Ethiopia: Dictatorship is State Terrorism

Alemayehu G. Mariam

Terrorism by “Anti-terrorism Law”

Lately, Meles Zenawi, the dictator in Ethiopia, has been rounding up dissidents, journalists, opposition party political leaders and members under a diktat known as “Anti-Terrorism Proclamation No. 652/2009”. This diktat approved on a 286-91 vote of the rubberstamp parliament is so arbitrary and capricious that Human Rights Watch concluded “the law could provide a new and potent tool for suppressing political opposition and independent criticism of government policy.”

The “anti-terrorism law” is a masterpiece of ambiguity, unintelligibility, obscurity, superficiality, unclarity, uncertainty, inanity and vacuity.

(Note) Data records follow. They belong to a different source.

PR #10, opened 2017-06-13
Don't use deprecated pgconn

jordanlewis:
And actually depend on pg.


benesch:
I think the original revision omitted the pin, but Jordan pushed a new
commit with a pin and the description rotted. ¯\_(ツ)_/¯

jordanlewis:
Yeah, forgot to update PR description. `pg` has weird versioning semantics.

Issue #12, opened 2017-10-19
Uuid for unique ids in Rails 5.x fails due to direct inheritance with PostgreSQL adapter


mcansky:
Rails 5.x has first class support for uuid as unique ID for objects. PostgreSQL 9.4+ has a direct support of that through a call to gen_random_uuid() in the create query :

```
CREATE TABLE "users" ("id" uuid DEFAULT gen_random_uuid() NOT NULL PRIMARY KEY, "email" character varying, [...]
```

Unfortunately that function doesn't exist in the case of cockroachdb. Instead, as pointed out in the documentation (https://www.cockroachlabs.com/docs/v1.1/uuid.html#create-a-table-with-auto-generated-unique-row-ids) uuid_v4()::UUID() should be used.

## a quick work around

As described in the postgresql adapter code (https://github.com/rails/rails/blob/8f037a5ab929f929fe0897edc9ecadf901c32e56/activerecord/lib/active_record/connection_adapters/postgresql/schema_definitions.rb#L7-L45) it's possible to pass a custom function name to handle uuid generation.

So, to get through with the create the migration should look like this :

```
create_table :users, id: false do
  t.primary_key :id, :uuid, default: "uuid_v4()::UUID"
  [...]
end
```

## permanent fix

I'd guess one needs to add something similar to https://github.com/rails/rails/blob/8f037a5ab929f929fe0897edc9ecadf901c32e56/activerecord/lib/active_record/connection_adapters/postgresql/schema_definitions.rb#L46-L52 for this adapter. I might have a try if someone can validate this thought.

tamird:
Looks like gen_random_uuid is just an alias of uuid_v4, perhaps with
stronger "randomness". Maybe the right thing is to implement that function
in CRDB.

jordanlewis:
+1 to @tamird's suggestion - we'll implement that builtin in CockroachDB.

mcansky:
@jordanlewis , @tamird : ok, I am split though, check my PR and close it if you think it's better to keep this adapter as close as possible to the postgresql one.

benesch:
Agreed that we should add the builtin—unless there are cryptographic guarantees that we don't provide?—but that won't make it in until 1.2, no? Patching the adapter would make things work today.

mcansky:
@benesch : patching the adapter would make it work out of the box faster yes; if someone can point me to some documentation or give me a hand in #13 it could be ready soon

[...]

PR #13, opened 2017-10-19
WIP Uuid function fix

mcansky:
Related : https://github.com/cockroachdb/activerecord-cockroachdb-adapter/issues/12

An attempt to set the uuid function name properly for AR to use when generating the SQL query; unfortunately I am not familiar enough to attach those bits in the adapter to get it to work fine.
It's probably not missing much, any direction into where to look would be appreciated.

### DIFF
--- a/lib/active_record/connection_adapters/cockroachdb/schema_definitions.rb
+++ b/lib/active_record/connection_adapters/cockroachdb/schema_definitions.rb
@@ -37,6 +37,10 @@ module ActiveRecord
           super
         end
       end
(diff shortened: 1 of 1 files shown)


mcansky:
closing by lack of interest

jordanlewis:
Sorry I let this drop - see discussion in #12. Again thanks for pitching in and it's my bad for not taking a look at this earlier. The good news is that we'll get a fix into CockroachDB in the next patch release.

It defines “terrorism” with such vagueness and overbreadth that any act, speech, statement, and even thought, could be punished under its sweeping provisions. Anyone who commits a “terrorist act” with the aim of “advancing a political, religious or ideological cause” and intending to “influence the government”, “intimidate the public”, “destabilize or destroy the fundamental political, constitutional, economic or social institutions of the country” could be condemned to long imprisonment or suffer the death penalty. Making or publishing statements “likely to be understood as encouraging terrorist acts” is a punishable offense under the “law”.

Anyone who provides “moral support or advice” or has any contact with an individual accused of a terrorist act is presumed to be a terrorist supporter. Anyone who “writes, edits, prints, publishes, publicizes, disseminates, shows, makes to be heard any promotional statements encouraging, supporting or advancing terrorist acts” is deemed a “terrorist”. Peaceful protesters who carry banners critical of the regime could be charged for “promotional statements encouraging” terrorist acts. Anyone who “disrupts any public service” is considered a “terrorist”; and workers who may legitimately grieve working conditions by work stoppages could be charged with “terrorism” for disruption.  Young demonstrators who break windows in a public building by throwing rocks could be jailed as “terrorists”  for “causuing serious damage to property.”  A person who “fails to immediately inform or give information or evidence to the police” on a neighbor, co-worker or others s/he may suspect of “terrorism” could face upto 10 years for failure to report.  Two or more persons who have contact with a “terror” suspect could be charged with conspiracy to commit “terrorism”.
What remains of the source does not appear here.